Stored data entries:
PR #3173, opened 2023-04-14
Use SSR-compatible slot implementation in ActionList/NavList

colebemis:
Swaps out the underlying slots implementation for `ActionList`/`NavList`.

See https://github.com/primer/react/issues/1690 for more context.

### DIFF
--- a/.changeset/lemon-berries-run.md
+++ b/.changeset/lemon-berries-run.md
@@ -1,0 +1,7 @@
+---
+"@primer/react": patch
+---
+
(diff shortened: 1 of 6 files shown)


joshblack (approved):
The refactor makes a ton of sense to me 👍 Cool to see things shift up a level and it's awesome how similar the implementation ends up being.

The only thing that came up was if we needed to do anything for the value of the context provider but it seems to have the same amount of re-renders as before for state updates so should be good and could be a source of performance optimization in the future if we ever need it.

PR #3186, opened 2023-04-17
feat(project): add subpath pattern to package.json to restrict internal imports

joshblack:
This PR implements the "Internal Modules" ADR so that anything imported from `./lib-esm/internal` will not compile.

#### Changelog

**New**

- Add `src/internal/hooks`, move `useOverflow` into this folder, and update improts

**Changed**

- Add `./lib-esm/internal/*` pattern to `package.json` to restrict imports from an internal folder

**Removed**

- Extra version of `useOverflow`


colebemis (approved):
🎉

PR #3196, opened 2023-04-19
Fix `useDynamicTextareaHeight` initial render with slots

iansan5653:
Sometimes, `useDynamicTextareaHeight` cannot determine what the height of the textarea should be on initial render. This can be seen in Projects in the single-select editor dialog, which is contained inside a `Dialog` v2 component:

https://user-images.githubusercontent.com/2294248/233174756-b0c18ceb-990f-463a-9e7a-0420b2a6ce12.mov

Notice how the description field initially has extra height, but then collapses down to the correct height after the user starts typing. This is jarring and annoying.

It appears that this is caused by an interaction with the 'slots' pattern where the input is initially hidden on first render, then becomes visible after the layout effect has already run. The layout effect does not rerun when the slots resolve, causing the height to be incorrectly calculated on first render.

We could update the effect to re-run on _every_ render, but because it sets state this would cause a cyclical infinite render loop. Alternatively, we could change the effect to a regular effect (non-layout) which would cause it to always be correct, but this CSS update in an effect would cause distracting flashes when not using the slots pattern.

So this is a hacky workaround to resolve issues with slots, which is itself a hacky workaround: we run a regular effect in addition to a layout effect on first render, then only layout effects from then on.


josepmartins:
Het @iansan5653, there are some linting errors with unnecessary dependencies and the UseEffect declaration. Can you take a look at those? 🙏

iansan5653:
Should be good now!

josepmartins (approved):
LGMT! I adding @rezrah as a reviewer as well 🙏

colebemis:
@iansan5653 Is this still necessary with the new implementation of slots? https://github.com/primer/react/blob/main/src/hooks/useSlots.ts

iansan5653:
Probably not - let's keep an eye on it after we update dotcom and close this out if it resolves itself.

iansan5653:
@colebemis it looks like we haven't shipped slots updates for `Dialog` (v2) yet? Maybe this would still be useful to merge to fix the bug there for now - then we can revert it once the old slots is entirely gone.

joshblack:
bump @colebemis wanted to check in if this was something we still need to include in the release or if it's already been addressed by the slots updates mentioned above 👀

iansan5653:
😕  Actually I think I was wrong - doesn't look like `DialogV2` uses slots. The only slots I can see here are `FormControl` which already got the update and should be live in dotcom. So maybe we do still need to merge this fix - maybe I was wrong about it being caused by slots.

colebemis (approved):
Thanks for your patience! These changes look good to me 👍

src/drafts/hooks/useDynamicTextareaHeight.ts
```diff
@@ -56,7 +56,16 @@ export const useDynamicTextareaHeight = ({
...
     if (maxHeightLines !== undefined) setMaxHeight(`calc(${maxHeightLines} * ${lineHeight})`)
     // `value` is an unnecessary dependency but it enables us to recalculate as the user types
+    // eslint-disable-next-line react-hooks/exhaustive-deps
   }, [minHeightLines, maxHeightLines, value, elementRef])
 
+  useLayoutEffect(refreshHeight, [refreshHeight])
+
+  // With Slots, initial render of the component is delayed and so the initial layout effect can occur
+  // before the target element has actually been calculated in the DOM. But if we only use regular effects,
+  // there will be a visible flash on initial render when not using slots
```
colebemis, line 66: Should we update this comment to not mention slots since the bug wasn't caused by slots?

◆ **TASK INSTRUCTIONS**
Each record above needs to be given again exactly as written.

◆ **TASK RESPONSE**
PR #3173, opened 2023-04-14
Use SSR-compatible slot implementation in ActionList/NavList

colebemis:
Swaps out the underlying slots implementation for `ActionList`/`NavList`.

See https://github.com/primer/react/issues/1690 for more context.

### DIFF
--- a/.changeset/lemon-berries-run.md
+++ b/.changeset/lemon-berries-run.md
@@ -1,0 +1,7 @@
+---
+"@primer/react": patch
+---
+
(diff shortened: 1 of 6 files shown)


joshblack (approved):
The refactor makes a ton of sense to me 👍 Cool to see things shift up a level and it's awesome how similar the implementation ends up being.

The only thing that came up was if we needed to do anything for the value of the context provider but it seems to have the same amount of re-renders as before for state updates so should be good and could be a source of performance optimization in the future if we ever need it.

PR #3186, opened 2023-04-17
feat(project): add subpath pattern to package.json to restrict internal imports

joshblack:
This PR implements the "Internal Modules" ADR so that anything imported from `./lib-esm/internal` will not compile.

#### Changelog

**New**

- Add `src/internal/hooks`, move `useOverflow` into this folder, and update improts

**Changed**

- Add `./lib-esm/internal/*` pattern to `package.json` to restrict imports from an internal folder

**Removed**

- Extra version of `useOverflow`


colebemis (approved):
🎉

PR #3196, opened 2023-04-19
Fix `useDynamicTextareaHeight` initial render with slots

iansan5653:
Sometimes, `useDynamicTextareaHeight` cannot determine what the height of the textarea should be on initial render. This can be seen in Projects in the single-select editor dialog, which is contained inside a `Dialog` v2 component:

https://user-images.githubusercontent.com/2294248/233174756-b0c18ceb-990f-463a-9e7a-0420b2a6ce12.mov

Notice how the description field initially has extra height, but then collapses down to the correct height after the user starts typing. This is jarring and annoying.

It appears that this is caused by an interaction with the 'slots' pattern where the input is initially hidden on first render, then becomes visible after the layout effect has already run. The layout effect does not rerun when the slots resolve, causing the height to be incorrectly calculated on first render.

We could update the effect to re-run on _every_ render, but because it sets state this would cause a cyclical infinite render loop. Alternatively, we could change the effect to a regular effect (non-layout) which would cause it to always be correct, but this CSS update in an effect would cause distracting flashes when not using the slots pattern.

So this is a hacky workaround to resolve issues with slots, which is itself a hacky workaround: we run a regular effect in addition to a layout effect on first render, then only layout effects from then on.


josepmartins:
Het @iansan5653, there are some linting errors with unnecessary dependencies and the UseEffect declaration. Can you take a look at those? 🙏

iansan5653:
Should be good now!

josepmartins (approved):
LGMT! I adding @rezrah as a reviewer as well 🙏

colebemis:
@iansan5653 Is this still necessary with the new implementation of slots? https://github.com/primer/react/blob/main/src/hooks/useSlots.ts

iansan5653:
Probably not - let's keep an eye on it after we update dotcom and close this out if it resolves itself.

iansan5653:
@colebemis it looks like we haven't shipped slots updates for `Dialog` (v2) yet? Maybe this would still be useful to merge to fix the bug there for now - then we can revert it once the old slots is entirely gone.

joshblack:
bump @colebemis wanted to check in if this was something we still need to include in the release or if it's already been addressed by the slots updates mentioned above 👀

iansan5653:
😕  Actually I think I was wrong - doesn't look like `DialogV2` uses slots. The only slots I can see here are `FormControl` which already got the update and should be live in dotcom. So maybe we do still need to merge this fix - maybe I was wrong about it being caused by slots.

colebemis (approved):
Thanks for your patience! These changes look good to me 👍

src/drafts/hooks/useDynamicTextareaHeight.ts
```diff
@@ -56,7 +56,16 @@ export const useDynamicTextareaHeight = ({
...
     if (maxHeightLines !== undefined) setMaxHeight(`calc(${maxHeightLines} * ${lineHeight})`)
     // `value` is an unnecessary dependency but it enables us to recalculate as the user types
+    // eslint-disable-next-line react-hooks/exhaustive-deps
   }, [minHeightLines, maxHeightLines, value, elementRef])
 
+  useLayoutEffect(refreshHeight, [refreshHeight])
+
+  // With Slots, initial render of the component is delayed and so the initial layout effect can occur
+  // before the target element has actually been calculated in the DOM. But if we only use regular effects,
+  // there will be a visible flash on initial render when not using slots
```
colebemis, line 66: Should we update this comment to not mention slots since the bug wasn't caused by slots?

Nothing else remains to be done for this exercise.